Moroccan security services used the spyware to target around 30 French journalists and media executives, according to the investigation.
Pegasus is reportedly a highly invasive tool that can switch on a target's phone camera and microphone, as well as access data on the device, effectively turning a phone into a pocket spy.
In some cases, it can be installed without the need to trick a user into initiating a download.
NSO issued a denial on Sunday that focused on the report by Forbidden Stories, calling it “full of wrong assumptions and uncorroborated theories”, and threatened a defamation lawsuit.
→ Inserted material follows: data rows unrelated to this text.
PR #19322, opened 2021-02-04
eclass/xdg{,-utils}: fix RDEPENDS

epsilon-0:

---

The dependencies should be RDEPENDs and are needed in the proper eclass `xdg-utils`, which `xdg` inherits.

### DIFF
--- a/eclass/xdg-utils.eclass
+++ b/eclass/xdg-utils.eclass
@@ -22,6 +22,15 @@ case "${EAPI:-0}" in
 	*) die "EAPI=${EAPI} is not supported" ;;
 esac
 
+# Avoid dependency loop as both depend on glib-2
+if [[ ${CATEGORY}/${P} != dev-libs/glib-2.* ]] ; then
+RDEPEND="
+	dev-util/desktop-file-utils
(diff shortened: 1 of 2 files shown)


ionenwks:
xdg-utils is setup to do nothing if the commands are not found rather than die, which is mostly fine, should get updated by related dependencies when available.

And then some packages use this eclass in an optional way and may not want extra depends.

Besides, odds are DEPEND/RDEPEND is overwritten by most consumers, it'd make more sense to remove entirely if anything (but unsure if some particular ebuilds need this, so not touching this may be better).

ionenwks:
> And then some packages use this eclass in an optional way and may not want extra depends.

This is actually something that been bothering me in a package where I use USE=gui with xdg.eclass, this gives me two depends that do nothing when -gui (no icons/desktop installed), while the commands can gracefully do nothing if either nothing to update or commands are missing.

Either way, I'd like the situation to not get worse so I oppose adding this RDEPEND to xdg-utils

Arfrever:
I also oppose this addition to `xdg-utils.eclass`.
I selectively use only what is needed from this eclass and I do not want unnecessary dependencies.

PR #19335, opened 2021-02-04
dev-db/redis: bump to 6.0.10

hydrapolic:
- Config moved to /etc/redis directory
- TLS support from 6.0.9-r1
- lua-single from 6.0.9-r100


hydrapolic:
Thanks @Whissi

PR #19340, opened 2021-02-05
dev-cpp/prometheus-cpp: Version bump to 0.12.1

vilhelmgray:
Closes: https://bugs.gentoo.org/768771


dev-cpp/prometheus-cpp/prometheus-cpp-0.12.1.ebuild
```diff
@@ -0,0 +1,38 @@
+# Copyright 1999-2020 Gentoo Authors
```
juippis, line 1: Please remember this or use repoman to commit in future :)

juippis (approved):

PR #19345, opened 2021-02-05
media-libs/lsp-plugins: Bump to 1.1.29

simonvanderveldt:

The tag schema was changed to just contain the version, so that's different compared to the previous ebuilds. I've also updated the 9999 ebuild with this. See https://github.com/sadko4u/lsp-plugins/issues/139 for more details.

I'm not sure if any and if which old versions should be dropped, so didn't drop any in this PR.


simonvanderveldt:
@fordfrog As discussed in #19311 here's the follow-up PR with the revbump :)

fordfrog:
@simonvanderveldt thanks! i also did the cleanup and will do a stabilization request for 1.2.24.

fordfrog:
well, it still has some open issues which i do not have time to resolve now...

PR #19350, opened 2021-02-06
app-misc/radeontop: add dependency on amd radeon gpus, remove old

mm1ke:
Hi,

In order to fix bug #768549 I've added dependencies on amd radeon gpu's. Please review.


ConiKost (changes requested):
Lgtm, but please add with one commit new `-r1` version and drop with a seperate commit old non `-r1` one.

mm1ke:
@ConiKost updated the commits :)

ConiKost:
FYI: You dropped `-9999`, so I readded it.

PR #19794, opened 2021-03-06
Prelude-SIEM 5.2: properly set DISTUTILS_USE_SETUPTOOLS variable

ToToL:
Hello

This PR is related to all prelude bugs about "uses a probably incorrect DISTUTILS_USE_SETUPTOOLS value"

I agree with the proposed values so I just update the ebuilds in this way.

Regards


juippis (commented):
Can you please update the copyright headers of these ebuild files? If you commit using `repoman` tool, it'd do this automatically for you.

juippis (approved):
Thanks!

PR #19800, opened 2021-03-06
net-analyzer/netcat: use HTTPs, EAPI 7 bump

mm1ke:
Hi,

This is a simple EAPI7 bump for net-analyzer/netcat. 
The ebuild hast two conditional `sed` statements like `use ipv6 || sed ... ` which is why i can't add `|| die`. What's the prefered way to handle this? Should i create a normal if .. then statement here?
Please review.


ZeroChaos-:
👍

thesamesam:
Yeah, in such cases, I just turn it into a normal if.

thesamesam:
Thank you!

PR #19804, opened 2021-03-07
app-emulation/wine-staging: support llvm-libunwind as unwinder

telans:
See: https://bugs.winehq.org/show_bug.cgi?id=49506


sarnex:
I feel this patch is too much to pull into Gentoo before it's been accepted by wine officially or at least wine-staging. And when they do, we should only update the dependencies.

telans:
It is a bit of a hack but it's not a large patch or anything. I'm not sure if wine-staging takes patch requests but I'll ask to see if it can be put in there. Regardless I think this should be merged as all it does is increase compatability

telans:
I'll take it that this won't be accepted

PR #19810, opened 2021-03-07
app-backup/dar: fix some bugs

ceamac:
USE flags "static" and "static-libs" are already masked for almost 6 months now.  They were blocking adding the "rsync" USE flag because `net-libs/librsync` does not support "static-libs" currently.

The bugs are:
- https://bugs.gentoo.org/739698
- https://bugs.gentoo.org/729150
- https://bugs.gentoo.org/767454
- https://bugs.gentoo.org/686278


thesamesam (changes requested):
Good work. Can you split 'app-backup/dar: add support for threads' into two commits, one which adds the new package, and another which adds the support to dar?

ceamac:
Thank you.  I split it into two commits (that's how I wrote them at the beginning, but I squashed them to have one commit per bug).

About the remaining bug in `dar`:
- https://bugs.gentoo.org/771696 - this one was reported by me and was caused by linking with gold, ld.bfd solved the issue.  I grepped portage for ld.bfd and haven't found ebuilds forcing ld.bfd, except a compiler and the kernel, so I think this bug can be closed, not fixed.

dev-libs/libthreadar/libthreadar-1.3.0.ebuild
```diff
@@ -0,0 +1,42 @@
...
+
+EAPI=7
+
+DESCRIPTION="Threading library used by dar archiver"
+HOMEPAGE="https://sourceforge.net/projects/libthreadar/"
+SRC_URI="mirror://sourceforge/libthreadar/${P}.tar.gz"
+
+LICENSE="LGPL-3"
+SLOT="0"
+KEYWORDS="~amd64 ~ppc ~sparc ~x86 ~amd64-linux"
```
thesamesam, line 12: We need to drop to just ~amd64 and request rekeywording of the new version of dar.

app-backup/dar/metadata.xml
```diff
@@ -15,6 +22,7 @@ operations, including with ssh.
 		by 64 bit integers</flag>
 		<flag name="gcrypt">Enables strong encryption support</flag>
 		<flag name="gpg">Enables usage of asymetric crypto algorithms</flag>
+		<flag name="rsync">Enables linking with net-libs/librsync for delta compression support</flag>
```
thesamesam, line 25:
```suggestion
		<flag name="rsync">Enables linking with <pkg>net-libs/librsync</pkg> for delta compression support</flag>
```
(I'll do it)

app-backup/dar/dar-2.6.13-r1.ebuild
```diff
@@ -0,0 +1,90 @@
...
+		$(usex nls '' --disable-nls)
+		$(usex rsync '' --disable-librsync-linking)
+		$(usex threads '' --disable-threadar)
+		$(usex xattr '' --disable-ea-support)
+	)
+
+	# Bug 103741
+	filter-flags -fomit-frame-pointer
+
+	myconf+=( --disable-dar-static --disable-static )
```
thesamesam, line 74: I don't think this belongs on its own.

app-backup/dar/dar-2.6.13-r1.ebuild
```diff
@@ -0,0 +1,90 @@
...
+	# Do _not_ use $(use_enable) until you have verified that the
+	# logic has been fixed by upstream.
+	local myconf=(
+		--disable-python-binding
+		--disable-upx
+		$(usex curl '' --disable-libcurl-linking)
+		$(usex dar32 --enable-mode=32 '')
+		$(usex dar64 --enable-mode=64 '')
+		$(usex doc '' --disable-build-html)
+		#$(usex examples --enable-examples '')
```
thesamesam, line 61: Why?

app-backup/dar/dar-2.6.13-r1.ebuild
```diff
@@ -0,0 +1,90 @@
...
+
+DEPEND="
+	${RDEPEND}
+"
+BDEPEND="
+	nls? (
+		sys-devel/gettext
+		virtual/libintl
+	)
+	doc? ( app-doc/doxygen )
```
thesamesam, line 41: I'll sort BDEPEND.

app-backup/dar/dar-2.6.13-r1.ebuild
```diff
@@ -0,0 +1,90 @@
...
+SRC_URI="mirror://sourceforge/dar/${P}.tar.gz"
+
+LICENSE="GPL-2"
+SLOT="0"
+KEYWORDS="~amd64 ~ppc ~sparc ~x86 ~amd64-linux"
+IUSE="curl dar32 dar64 doc gcrypt gpg lzo nls rsync threads xattr"
+
+RESTRICT="test" # need to be run as root
+
+RDEPEND="
```
thesamesam, line 19: I'll sort RDEPEND.

app-backup/dar/dar-2.6.13-r1.ebuild
ceamac: The ebuild for 2.6.13 had this:
```
	if ! use static ; then
		myconf+=( --disable-dar-static )
		if ! use static-libs ; then
			myconf+=( --disable-static )
		fi
	fi
```
So when I removed use static and use static-libs, I simply resolved the if.  Maybe put it on two lines?  I think the way configure is written, all not disabled is enabled by default

dev-libs/libthreadar/libthreadar-1.3.0.ebuild
```diff
@@ -0,0 +1,42 @@
...
+
+DEPEND=""
```
thesamesam, line 14: Not needed - see [here](https://dev.gentoo.org/~ulm/pms/head/pms.html#x1-620007.3)

dev-libs/libthreadar/metadata.xml
```diff
@@ -0,0 +1,19 @@
...
+		<email>ceamac.paragon@gmail.com</email>
+		<name>Viorel Munteanu</name>
+	</maintainer>
+	<maintainer type="project">
+		<email>proxy-maint@gentoo.org</email>
+		<name>Proxy Maintainers</name>
+	</maintainer>
+	<longdescription>
+Libthreadar is a C++ library providing an abstracted set of C++ *classes* to manipulate threads in a very simple and efficient way from your C++ code.
+It also handles exceptions thrown from a thread and propagated to another one, when the later is calling the thread::join() method. This let one manage exceptions as simply as it is in C++ single threaded context.
```
dwfreed, line 14:
```suggestion
It also handles exceptions thrown from a thread and propagated to another one, when the latter is calling the thread::join() method. This lets one manage exceptions as simply as it is in C++ single threaded context.
```

app-backup/dar/metadata.xml
```diff
@@ -15,6 +22,7 @@ operations, including with ssh.
 		by 64 bit integers</flag>
 		<flag name="gcrypt">Enables strong encryption support</flag>
 		<flag name="gpg">Enables usage of asymetric crypto algorithms</flag>
```
dwfreed, line 24:
```suggestion
		<flag name="gpg">Enables usage of asymmetric encryption algorithms</flag>
```

dwfreed (changes requested):

app-backup/dar/dar-2.6.13-r1.ebuild
```diff
@@ -0,0 +1,90 @@
...
+}
+
+src_install() {
+	emake DESTDIR="${D}" pkgdatadir="${EPREFIX}"/usr/share/doc/${PF}/html install
+
+	local DOCS=( AUTHORS ChangeLog NEWS README THANKS TODO )
+	einstalldocs
+
+	find "${ED}" -name '*.la' -delete || die
+	find "${ED}" -name '*.a' -delete || die
```
juippis, line 86:
```suggestion
	find "${ED}" \( -name "*.a" -o -name "*.la" \) -delete || die
```

app-backup/dar/dar-2.6.13-r1.ebuild
```diff
@@ -0,0 +1,90 @@
...
+
+	# Bug 729150
+	(cd "${ED}/usr/share/doc/${PF}/html/samples" && mkdir MyBackup && tar zxf MyBackup.sh.tar.gz -C MyBackup && rm MyBackup.sh.tar.gz) || die
```
juippis, line 89: What's up with this monster? How can you tell which part fails now? Actually can you walk me through what's happening here, because there's most likely a better way to deal with it. 

If you look at *Makefile.in* file and grep for *gzip* you most likely start to see where this is coming from. We'd prefer a build-system patch. I believe simply emptying out `DIST_TARGETS` will fix it, but please do test with 
https://wiki.gentoo.org/wiki/Package_testing#make.conf

app-backup/dar/dar-2.6.13-r1.ebuild
```diff
@@ -0,0 +1,90 @@
...
+
+	myconf+=( --disable-dar-static --disable-static )
+
+	econf "${myconf[@]}"
+}
+
+src_install() {
+	emake DESTDIR="${D}" pkgdatadir="${EPREFIX}"/usr/share/doc/${PF}/html install
+
+	local DOCS=( AUTHORS ChangeLog NEWS README THANKS TODO )
```
juippis, line 82: Please move this to global scope, between `REQUIRED_USE` and `src_configure` for example.

app-backup/dar/dar-2.6.13-r1.ebuild
ceamac: It doesn't come from there.  There is a tar.gz file included in the distribution, please check `dar-2.6.13/doc/samples/MyBackup.sh.tar.gz`, it is not built by the build system, only copied as is.  `DIST_TARGETS` applies to `make dist`, not to `make install`.

I unpacked it because the bug is an automated check.  Other ways to fix it would be:
- patch the build system to unpack it at `make install` time
- or simply remove it from installation

How do you suggest I fix this bug?

juippis: Hmm I see. Can you try calling `docompress -x` on it in `src_install`, which ignores the package-manager compression for it?

Is the package any relevant for the user, does it make sense installing it?

ceamac: After a bit of searching it seems unpacking it is not a solution, because that directory contains this page: http://dar.linux.free.fr/doc/samples/index.html

Unpacking `MyBackup.sh.tar.gz` would break the link in `index.html` anyway.  So if I remove it and someone really needs it, they can download it.  Is this acceptable?

ceamac: Also I'll check if this directory is related to that "examples" USE flag from earlier.

juippis: Yes please, sounds good.

app-backup/dar/dar-2.6.13-r1.ebuild
ceamac: I checked.  `--disable-examples` stops with an error, `--enable-examples` does nothing (same files are installed in docs).  So I removed it.

ceamac:
I think (I hope) I've solved everything.
I masked "threads" USE flag on *ppc*, *sparc* and *x86*, and I've got a conflict with master after pushing.  I hope I fixed it ok.
Please check and review again.

dev-libs/libthreadar/libthreadar-1.3.0.ebuild
```diff
@@ -0,0 +1,37 @@
...
+	# configure.ac is totally funked up regarding the AC_ARG_ENABLE
+	# logic.
+	# For example "--enable-dar-static" causes configure to DISABLE
+	# static builds of dar.
+	# Do _not_ use $(use_enable) until you have verified that the
+	# logic has been fixed by upstream.
+
+	local myconf=( --disable-static )
+
+	econf "${myconf[@]}"
```
juippis, line 28: You could just call `econf --disable-static` here, but I don't mind this.

juippis (approved):
Thanks! 

Regarding the co-authors, I had to read https://www.gentoo.org/glep/glep-0076.html#certificate-of-origin if it's legal to include them. I'd say yes for now.

PR #19812, opened 2021-03-07
nvidia-drivers

ionenwks:
~WIP mostly in the sense that it needs more runtime testing before being added, but PR now so it can be reviewed.~

See ~460.56-r1~ 460.67's commit message for details.

See https://github.com/gentoo/api-gentoo-org/pull/379 for acct-user/nvpd uid

This drops IUSE=uvm/compat so the following will be needed as well:
- ~dev-util/nvidia-cuda-sdk: uvm(+),~ or remove check entirely, not a big issue.
- ~dev-util/nvidia-cuda-toolkit: uvm(+),~ see also [bug #663834](https://bugs.gentoo.org/663834) that should be possible with the new ebuilds
- ~x11-misc/primus-0.2-r0: remove old, [bug #774111](https://bugs.gentoo.org/774111)~
Thankfully ffmpeg didn't go forward with depending on [uvm].

There's also a mask for uvm on x86, but that's now handled internally (clearly it's never coming back).

After old ebuilds gone, most files/* will be removable (renamed for changes rather than -r1's, hoping for filesdir to be a bit more consistent).


x11-drivers/nvidia-drivers/nvidia-drivers-390.141-r1.ebuild
```diff
@@ -0,0 +1,377 @@
...
+	BUILD_PARAMS='V=1 NV_VERBOSE=1 SYSSRC="${KERNEL_DIR}" IGNORE_CC_MISMATCH=yes'
+	use x86 && BUILD_PARAMS+=' ARCH=i386' # needed for recognition
+	MODULE_NAMES="
+		nvidia(video:kernel)
+		nvidia-drm(video:kernel)
+		nvidia-modeset(video:kernel)"
+	use amd64 && MODULE_NAMES+=" nvidia-uvm(video:kernel)" # no x86 support
+	linux-mod_pkg_setup
+
+	if [[ ${MERGE_TYPE} == source ]] && kernel_is gt ${NV_KERNEL_MAX/./ }; then
```
SoapGentoo, line 109: `[[ ${MERGE_TYPE} != binary ]]` is the idiomatic check we use in eclasses and everywhere else

ionenwks:
added sed to avoid misdetecting DRM support wrt [bug #603818](https://bugs.gentoo.org/603818)

ionenwks:
Removed IUSE=wayland, this library was never useful on its own and supporting EGLStreams sound better handled in a separate egl-wayland as the x11-wm/mutter ebuild commented on.

x11-drivers/nvidia-drivers/files/nvidia-430.conf
```diff
@@ -17,4 +17,4 @@ options nvidia \
 	NVreg_DeviceFileUID=0 \
 	NVreg_ModifyDeviceFiles=1 \
 	NVreg_PreserveVideoMemoryAllocations=1 \
-	NVreg_TemporaryFilePath=/tmp
+	NVreg_TemporaryFilePath=/var/tmp
```
f0o, line 20: why was the temporary directory moved for it?

x11-drivers/nvidia-drivers/metadata.xml
```diff
@@ -4,21 +4,23 @@
...
+		<name>Ionen Wolkens</name>
+	</maintainer>
 	<use>
-		<flag name="X">Install the X.org driver, OpenGL libraries, XvMC libraries, and VDPAU libraries</flag>
 		<flag name="compat">Install non-GLVND libGL for backwards compatibility</flag>
-		<flag name="driver">Install the kernel driver module</flag>
+		<flag name="driver">Install kernel driver modules</flag>
 		<flag name="kms">Enable support for kernel mode setting (KMS)</flag>
 		<flag name="tools">Install additional tools such as nvidia-settings</flag>
 		<flag name="uvm">Install the Unified Memory kernel module (nvidia-uvm) for sharing memory between CPU and GPU in CUDA programs</flag>
```
f0o, line 16: if UVM is now always included, shouldn't this flag be removed?

ionenwks: Can't remove until cleanup old, those versions are stable right now.

x11-drivers/nvidia-drivers/files/nvidia-430.conf
ionenwks: It's used for hibernation storage, /tmp typically being tmpfs felt like an unreasonable default.

x11-drivers/nvidia-drivers/metadata.xml
ionenwks: Yes, I mentioned this in my opening comment. The CI is failing because of this too.

ionenwks:
Added old primus removal and nvidia-cuda-* bare minimum updates as I'd rather not mess with those beyond, i.e. only uvm(+) with revbump, can't say I like the idea of revbumping here but I've little faith in dynamic deps. Just tell me if anything would rather have handled differently.

Beside that I think these drivers changes are mostly ready.

ionenwks:
Replaced 460.56-r1 by 460.67 version bump (trivial bugfix release that required no changes).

“We firmly deny the false allegations made in their report,” NSO said.
“As NSO has previously stated, our technology was not associated in any way with the heinous murder of Jamal Khashoggi,” the company said.
“We would like to emphasise that NSO sells its technologies solely to law enforcement and intelligence agencies of vetted governments for the sole purpose of saving lives through preventing crime and terror acts,” it said.
Citizen Lab reported in December that about three dozen journalists at Qatar's Al Jazeera network had their mobile devices targeted by Pegasus malware.
Amnesty International reported in June 2020 that Moroccan authorities used NSO's Pegasus software to insert spyware onto the cellphone of Omar Radi, a journalist convicted over a social media post.
At the time, NSO told AFP that it was “deeply troubled by the allegations” and was reviewing the information.
Founded in 2010 by Israelis Shalev Hulio and Omri Lavie, NSO Group is based in the Israeli hi-tech hub of Herzliya, near Tel Aviv. It says it employs hundreds of people in Israel and around the world.